“Why you going the Windows Phone route? Please make an Android phone. Please” cried several Nokia fanboys from the rooftops when Nokia entered an exclusive partnership with Microsoft to run Windows Phone on its high end devices about two years or so ago. At every suggestion to make an Android phone, all the Nokia executives scoffed at the suggestion and outlined how Windows Phone was the thing to do.
These two years seem like a big fad now given the events of the past month where Nokia announced the Nokia X, their first, albeit a badly done Android phone. The whole show reminds me of a rebel college going kid who sits for an exam and performs poorly only to show his parents that he was right when he said that he is not cut for the exam and subsequent life of that exam, just to bring them on board with his choice which is totally different to theirs. (image: technewscentral)
The Nokia X is perhaps the most UnAndroid like android device out there if we can say. A major reason for the device’s existence seems to be to show people how bad android can be at low end and hence open the doors to the budget Windows Phone devices which no doubt provide a smoother and sleeker experience. However, putting the device in focus and treating it as a standalone launch, this is why we feel the phone is not the Android and Nokia marriage we wanted.
That UI:
We have had several OEMs skin their Android devices. From Samsung’s Touchwiz to HTC’s Sense, pretty much every major manufacturer has had some modification in the UI of vanilla android. However, looking at the UI of Nokia X, there is not an element of android there. The home screen is a mashup of the Asha UI (fastlane) and Windows Phone like tile elements would absolutely confuse somebody who has known android the way it really is. In a way, unless you are pressed and told the device runs android, you would say that it is an entirely new OS on the device which smells of stuff that Nokia has had on their previous devices. (image: buzzle)
Lack of Google Services:
It is common knowledge that you can hack your way around android and run anything. Pretty much every Google service has been ported to the Nokia X including the Google Play Store which is absent. Nokia has replaced pretty much every Google service on the device with an equivalent Microsoft service. Though several alternate app stores such as Nokia’s proprietary one that come on the device by default or Amazon exist, with decent collection of apps, but they would never be able to surpass the quality and quantity of Google Play. Plenty of people take to Android only to immerse themselves in the services of Google and ensure multi-device sync. This would put an ordinary consumer in tailspin, because if he only wanted the Microsoft solutions, he would have taken to Windows Phone long ago and not looked at a forked android device like the Nokia X. For anyone who has used android, Google Play has become synonymous with hub of apps and it’s lack would certainly leave users lost and confused. (image: digitaltrends)
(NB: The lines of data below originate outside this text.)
PR #15905, opened 2024-10-14
Add module-level docs for Curve

mweatherley:
# Objective

Improve the average user's ability to understand what the heck is going on with the Curve API.

## Solution

I wrote some docs. I doubt these are perfect; I'm probably far too close to this for that to be the case. :)


torsteingrindvik (approved):
This was a really great read. I've been wondering what's been going on with the curve APIs the last months and I feel I have some insight now and it's looking superb.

That specs don’t inspire confidence of longevity:
Nokia X has very mediocre specs when it comes to hardware. Yes, we know that hardware and specs do not equate to the performance always, but by all accounts the device is not the most snappy and does not give the experience that a native Android device with decent specs would. But my argument is not even performance because that is subjective and up to debate since we have not really had a retail unit, but for the specs. That 512 MB of RAM could be an Achilles heel for plenty of modern apps and games that require at least 1 GB on board. Remember the outrage when temple run would not run on some of the WP8 devices with 512 MB RAM? Will the very same people be willing to be a lot more forgiving just because this is an Android powered Nokia device? I doubt. (image: Nokia Conversations)
Why suddenly are we not bothered about updates?
All of a sudden, nobody seems to be bothered about the fact that the Nokia X only runs Android 4.1 at the heart of the device. This means no Google Now or some of the recent features like latest OpenGL 3.0. Given how heavily Android is forked on the device, don’t be surprised if there are no android updates either because sure Microsoft would not support the idea of a competitor OS on their device once the Nokia-MS deal goes through officially. To think that an Android 4.1 run device would garner the sort of attention that Nokia X has accumulated is unheard of in the times where all of us are asking our respective OEMs for a taste of KitKat. (image: BGR)
Conclusion
To put everything into perspective, just think this. Had any ordinary OEM launched an Android device that looked nothing an Android device would, without any Google Services and with almost an year or so old Android version with no guarantees of updates, with hardware that would be crippled running most new Android apps, how many of you would have even bothered reading about the device forget even planning to buy one? Yes the price is attractive, but why not just save a little more and buy a real Android device as compared to picking something that looks attractive, but you know will frustrate you no end and likely to leave you filing for divorce very soon.